Queensland Vacancy Rates Continue to Tighten
In the REIQ’s June vacancy rate report – the first full quarter during COVID-19 – vacancy rates tightened across most of Queensland’s LGAs. This coincided with a dramatic weakening in inner-Brisbane’s vacancy rates, as city-dwellers flocked to the suburbs and regions. The exodus was driven by both a desire to escape highly populated areas amid a pandemic, and the advent of remote working.
Three months later, the September report showed the CBD’s vacancy rates stabilising, but the rest of the state continues to tighten. In fact, every single major LGA saw a fall in vacancy rates.
No Tourists, Just Tenants
The most dramatic reductions came in tourism centres. Whitsunday tightened by 1.88 percentage points, Noosa by 1.79 percentage points, and Gold Coast by 1.38 percentage points. Despite their reliance on tourism, rental demand is high. “Holiday locations seem to have done surprisingly well,” says Louis Christopher, Managing Director at SQM Research. “I think there’s been a certain percentage of the population who chose those locations for the lifestyle while they wait out the virus.”

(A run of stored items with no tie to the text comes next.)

PR #2444, opened 2017-01-11
Initial replacement of Helios with DotNetty

Horusiath:
This PR contains changes necessary to replace existing Helios transport with DotNetty.


src/contrib/cluster/Akka.Cluster.Tools.Tests.MultiNode/ClusterClient/ClusterClientSpec.cs
```diff
@@ -611,7 +611,7 @@ public void ClusterClient_must_reestablish_connection_to_receptionist_after_serv
                     // start new system on same port
                     var sys2 = ActorSystem.Create(
                         Sys.Name,
-                        ConfigurationFactory.ParseString("akka.remote.helios.tcp.port=" + Cluster.Get(Sys).SelfAddress.Port).WithFallback(Sys.Settings.Config));
+                        ConfigurationFactory.ParseString("akka.remote.dot-netty.tcp.port=" + Cluster.Get(Sys).SelfAddress.Port).WithFallback(Sys.Settings.Config));
```
alexvaluyskiy: Maybe we should remove the dash and use `dotnetty` ?

alexvaluyskiy:
Will you plan to support SSL and/or UDP in the initial version?

src/contrib/cluster/Akka.Cluster.Tools.Tests.MultiNode/ClusterClient/ClusterClientSpec.cs
Horusiath: Original name is DotNetty (which is PascalCase) therefore I've proposed dot-netty, as name convention for HOCON usually conforms to DashCase.

Horusiath:
SSL will be supported. UDP probably won't - UDP is very useful when designing higher level protocol on top of it as it allows us to go faster than TCP (see  [QUIC](https://en.wikipedia.org/wiki/QUIC) or [Aeron](https://github.com/real-logic/Aeron/wiki/Protocol-Specification)), but unless we build one by ourselves, UDP itself probably won't be useful enough for Akka.

Aaronontheweb:
@Horusiath we should add UDP support anyway. Let the user make that decision. I get requests for it on occasion the time from IOT users.

Aaronontheweb:
Although, doesn't need to be in THIS pull request. Can add it later.

Horusiath:
I've added test certificate for SSL tests to .gitignore, however it seems that git ignores it anyway.

Horusiath:
At this point there are still few remaining issues:

- SSL support is working, but in order to be able to test it I have to add a test certificate to certificate store. I'm adding/removing cert before/after the test itself. This allows us to correctly work with those tests in R# test runner. However this also requires to run VS with admin permissions. Same will apply to running build script on CI agent.
- DNS resolution specs inherited from Helios are failing for unknown reason. They are FsCheck-based and can fail i.e. after 78 valid assertions. However when I'm trying to use the input data that caused an error to run this as a straightforward Xunit fact, everything works.
- The last truly missing piece is compatibility with Helios. Right now when DotNetty transport won't detect any `akka.remote.dot-netty.tcp` path, it can fall back to `akka.remote.helios.tcp`. This gives us backward compatibility for configuration. However actor systems using DotNetty and Helios at this moment still are unable to talk with each other - I'm guessing that the reason for that is the endianness of both (DotNetty &rarr; big endian, Helios &rarr; little endian), that needs to be adjusted. However the problem will be with further verification as none of the transport layers gives any useful info about exceptions and I haven't found a good hook point to insert breakpoint before that error happens.

Horusiath:
At this point all tests are passing locally! Now we need to figure out how to enable secure socket layer tests working in CI agent in secure manner. I guess running pull request tests on agent with admin permissions is not the smartest move possible :P

alexvaluyskiy:
Have you compared the performance between Helios and DotNetty?

alexvaluyskiy:
> DNS resolution specs inherited from Helios are failing for unknown reason.
There is a difference between Helios and DotNetty as I remember. DotNetty can't resolve 'localhost' @Aaronontheweb Am I Right?

alexvaluyskiy:
> The last truly missing piece is compatibility with Helios. 

Do we need this compatibility? The best idea - to release a Helios transport as a separate package

Horusiath:
@alexvaluyskiy I haven't made perf test yet. First I want CI build passing. 

Resolving DNS is not a problem, as this is already implemented, in similar but not exactly the same way it works in Helios. And compatibility is desired, when people are upgrading their nuget packages, they expect to end up with working system. Helios will be released as a separate package (legacy transport layer). 

I've managed to make DotNetty working with Helios already - major change was to switch default byte order in DotNetty to little endian (I've made it configurable).

Aaronontheweb:
The backwards compatibility test still fails - is this more DNS stuff?

Horusiath:
Nope, I've accidentally removed helios dependency from akka.remote.tests when fixing solution file.

src/core/Akka.Remote/Transport/DotNetty/DotNettyTransport.cs
```diff
@@ -0,0 +1,479 @@
...
+
+            return server;
+        }
+
+        private async Task<IPEndPoint> ResolveNameAsync(DnsEndPoint address)
+        {
+            var resolved = await Dns.GetHostEntryAsync(address.Host);
+            //NOTE: for some reason while Helios takes first element from resolved address list
+            // on the DotNetty side we need to take the last one in order to be compatible
+            return new IPEndPoint(resolved.AddressList[resolved.AddressList.Length - 1], address.Port);
```
Aaronontheweb: I don't understand this, but moreover we should probably take the first address *that matches the preferred DNS family settings*. It's probably a bug that we don't do this today for Helios in the first place.

Aaronontheweb: I see that the overload below does this - does that get called by default?

src/core/Akka.Remote/Transport/DotNetty/DotNettyTransport.cs
```diff
@@ -0,0 +1,479 @@
...
+                // DNS resolution will be performed by the transport
+                listenAddress = new DnsEndPoint(address.Host, (int)address.Port);
+            }
+            return listenAddress;
+        }
+
+        #endregion
+    }
+
+    internal class HeliosBackwardsCompatabilityLengthFramePrepender : LengthFieldPrepender
```
Aaronontheweb: Is this ported over from the Helios 2.1 bits?

src/core/Akka.Remote/Transport/DotNetty/DotNettyTransportSettings.cs
```diff
@@ -0,0 +1,185 @@
...
+                serverSocketWorkerPoolSize: ComputeWorkerPoolSize(config.GetConfig("server-socket-worker-pool")),
+                clientSocketWorkerPoolSize: ComputeWorkerPoolSize(config.GetConfig("client-socket-worker-pool")),
+                maxFrameSize: ToNullableInt(config.GetByteSize("maximum-frame-size")) ?? 128000,
+                ssl: config.HasPath("ssl") ? SslSettings.Create(config.GetConfig("ssl")) : SslSettings.Empty,
+                dnsUseIpv6: config.GetBoolean("dns-use-ipv6", false),
+                tcpReuseAddr: config.GetBoolean("tcp-reuse-addr", true),
+                tcpKeepAlive: config.GetBoolean("tcp-keepalive", true),
+                tcpNoDelay: config.GetBoolean("tcp-nodelay", true),
+                backlog: config.GetInt("backlog", 4096),
+                enforceIpFamily: RuntimeDetector.IsMono || config.GetBoolean("enforce-ip-family", false),
```
Aaronontheweb: I haven't checked yet, but do we know if the newer (4.6+) versions of Mono function correctly with IPV6 now?

src/core/Akka.Remote/Transport/DotNetty/DotNettyTransportSettings.cs
```diff
@@ -0,0 +1,185 @@
...
+        public readonly bool TcpKeepAlive;
+        public readonly bool TcpNoDelay;
+        public readonly bool EnforceIpFamily;
+        public readonly int Backlog;
+        public readonly int? ReceiveBufferSize;
+        public readonly int? SendBufferSize;
+        public readonly int? WriteBufferHighWaterMark;
+        public readonly int? WriteBufferLowWaterMark;
+        public readonly bool BackwardsCompatibilityModeEnabled;
+        public readonly bool LogTransport;
```
Aaronontheweb: This is for activating that Logging `ChannelHandlerAdapter` from earlier, right?

src/core/Akka.Remote/Configuration/Remote.conf
```diff
@@ -310,14 +310,17 @@ akka {
...
     }
 
-    ### Default configuration for the Helios based transport drivers
+	# necessary to keep backwards compatibility
+	helios.tcp.transport-class = "Akka.Remote.Transport.Helios.HeliosTcpTransport, Akka.Remote.Transport.Helios"
 
-    helios.tcp {
+    ### Default configuration for the DotNetty based transport drivers
+
+    dot-netty.tcp {
```
Aaronontheweb: Is there a new setting in here for turning on transport logging?

Horusiath: Yes. I've added `log-transport` value in order to add `LoggingHandler` to DotNetty pipeline. It's used to log user events on DotNetty side.

src/core/Akka.Remote/Transport/DotNetty/DotNettyTransport.cs
Horusiath: It depends on `enforce-ip-family` setting. It IP address family is on, second option will be used. I also think, we should pick first correct address, this however was causing a failure between Helios and DotNetty backward compatibility spec - I don't know yet why.

src/core/Akka.Remote/Transport/DotNetty/DotNettyTransport.cs
Horusiath: Yes. I've taken it from there + added ByteOrder.LittleEndian (because of DotNetty :) )

Aaronontheweb:
@Horusiath looks like we should be able to disable cert validation on the TLS handler, which will allow the TLS specs to pass without needing to install a certificate on the build machine, which is good because I have no idea how trust stores work in environments like Docker.

Here's an example of the DotNetty settings where they allow cert validation to be turned off in the Azure IoT hub:
https://github.com/Azure/azure-iot-sdk-csharp/blob/master/device/Microsoft.Azure.Devices.Client/Transport/Mqtt/MqttTransportHandler.cs#L771

Another example of how to disable this from the DotNetty integration test suite: https://github.com/Azure/DotNetty/blob/dev/test/DotNetty.Tests.End2End/End2EndTests.cs#L74

I recommend that we add a new HOCON configuration setting for the .ssl section that disables cert validation, just like the Azure IoT hub is doing. We can run the unit tests with that setting enabled. Does that sound reasonable to you?

Horusiath:
Looks like everything is fine, except that SSL spec is failing on mono.

src/core/Akka.Remote.Tests/Transport/DotNettySslSupportSpec.cs
```diff
@@ -80,6 +81,9 @@ public DotNettySslSupportSpec(ITestOutputHelper output) : base(TestConfig(ValidC
         [Fact]
         public void Secure_transport_should_be_possible_between_systems_sharing_the_same_certificate()
         {
+            // skip this test due to linux/mono certificate issues
+            if (IsMono) return;
```
Aaronontheweb: Looks good

Horusiath:
@Aaronontheweb not sure - but maybe an issue is in endianness? By default DotNetty uses big endian. To make it little-endian compatible (like Helios), I'm using `WithOrder(ByteOrder)` everytime a `IByteBuffer` is being read/written - in most cases this means, that DotNetty will wrap byte buffer with `SwappedByteBuffer` object. However I wouldn't expect those object to being promoted to Gen1.

Aaronontheweb:
Apologies for the table formatting. Logged an issue in NBench for that.

## Helios 2.1 Implementation
# Akka.Remote.Tests.Performance.Transports.HeliosRemoteMessagingThroughputSpec+OneWay
__Measures the throughput of Akka.Remote over a particular transport using one-way messaging__
_2/2/2017 3:49:12 AM_

### Totals
TotalCollections [Gen0] |     collections |          213.00 |          208.67 |          205.00 |            4.04 |
TotalCollections [Gen1] |     collections |            6.00 |            5.67 |            5.00 |            0.58 |
TotalCollections [Gen2] |     collections |            0.00 |            0.00 |            0.00 |            0.00 |
[Counter] RemoteMessageReceived |      operations |       50,000.00 |       50,000.00 |       50,000.00 |            0.00 |

### Per-second Totals
TotalCollections [Gen0] |     collections |           80.09 |           77.56 |           74.87 |            2.61 |
TotalCollections [Gen1] |     collections |            2.34 |            2.11 |            1.87 |            0.24 |
TotalCollections [Gen2] |     collections |            0.00 |            0.00 |            0.00 |            0.00 |
[Counter] RemoteMessageReceived |      operations |       19,534.40 |       18,597.15 |       17,575.10 |          982.40 |

## DotNetty Implementation

# Akka.Remote.Tests.Performance.Transports.HeliosRemoteMessagingThroughputSpec+OneWay
__Measures the throughput of Akka.Remote over a particular transport using one-way messaging__

### Totals

TotalCollections [Gen0] |     collections |          210.00 |          203.67 |          198.00 |            6.03 |
TotalCollections [Gen1] |     collections |           25.00 |           21.67 |           19.00 |            3.06 |
TotalCollections [Gen2] |     collections |            1.00 |            0.67 |            0.00 |            0.58 |
[Counter] RemoteMessageReceived |      operations |       50,000.00 |       50,000.00 |       50,000.00 |            0.00 |

### Per-second Totals
TotalCollections [Gen0] |     collections |           63.64 |           62.58 |           61.37 |            1.15 |
TotalCollections [Gen1] |     collections |            7.47 |            6.65 |            5.74 |            0.87 |
TotalCollections [Gen2] |     collections |            0.32 |            0.21 |            0.00 |            0.18 |
[Counter] RemoteMessageReceived |      operations |       16,071.62 |       15,374.37 |       14,936.59 |          610.38 |

Aaronontheweb:
Looking at a measured performance difference of about ~3k msg / s but I've seen that vary quite a bit on some of the benchmarks for this spec; been a difference sometimes as large as 6k.

The culprit to me looks like GEN 1 GC, which is roughly 10x is high as it is in the Helios transport. My guess is that @Horusiath is right as to the reason why: we're allocating a number of `SwappedByteBuffer` objects in the process of doing this.

Other possibility is that something like the `log-transport` option defaulting to `true`, although after looking through the code it shouldn't be the case.

maxcherednik:
@Aaronontheweb @Horusiath guys, I haven't seen the exact changes here. Last time Aaron mentioned that dotnetty is nearly the same as Helios. I hope we keep the logging clean for the known case which we recently fixed on Helios.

An influx of renters might not have a profound effect on the local economy, however, says Christopher. “Having people move to these regions would help the economy to some extent, but if businesses cannot open fully due to restrictions, there’ll be damage done to the local economy regardless,” he explains.
Property owners bouncing between short- and long-term rental markets may have also manipulated the vacancy rates in these regions. Earlier in the year, Airbnb owners moved their properties away from the short-term market, anticipating an enormous drop in tourism demand. While they were right about the lack of tourists, they appear to have been mistaken about a reduction in short-term demand.
When they moved their properties to the long-term rental market, two things occurred. “Firstly, they didn’t have any further luck with the long-term market – initially at least,” says Christopher. “And secondly, there was starting to be demand for Airbnb properties from people within Queensland looking to move into these regions from, for example, Brisbane.” As a result, these owners took their properties back to the short-term market, reducing supply for potential tenants. “In the meantime, long-term leasing landlords also started to find demand there,” he adds.
Inland In Demand
Not all those fleeing metro areas made their way east. Inland regions also saw sharp falls in their vacancy rates. Longreach tightened by 1.43 percentage points, Barcoo by 1.41 percentage points, and Blackall-Tambo by 1.32 percentage points. Christopher believes there’s no question that FIFO workers settling permanently in regional areas has led to this, but so too is it city-dwellers moving further afield. “It’s a combination of the two,” he said. “Don’t underestimate the amount of fear there’s been over this. People have been very, very scared.”
Additionally, regional areas tend to have very limited capacity to take on new tenants. “It doesn’t take much increase in demand for vacancy rates to suddenly go to zero,” explains Christopher. “The supply is very limited and fixed.” Effectively this means it may only take a handful of families to move to one of these smaller regions for their vacancy rates to drop by a full percentage point or more.
Rockhampton and Mount Isa in particular are astoundingly tight. Rockhampton’s vacancy rate across the quarter sits at just 0.25 per cent, while Mount Isa’s is just slightly more relaxed at 0.35 per cent. In addition to limited supply, common mining towns like these are also greatly influenced by industry investment. “Only a few years ago they were recording very high vacancy rates, with the commodities downturn and the mining projects downturn,” says Christopher.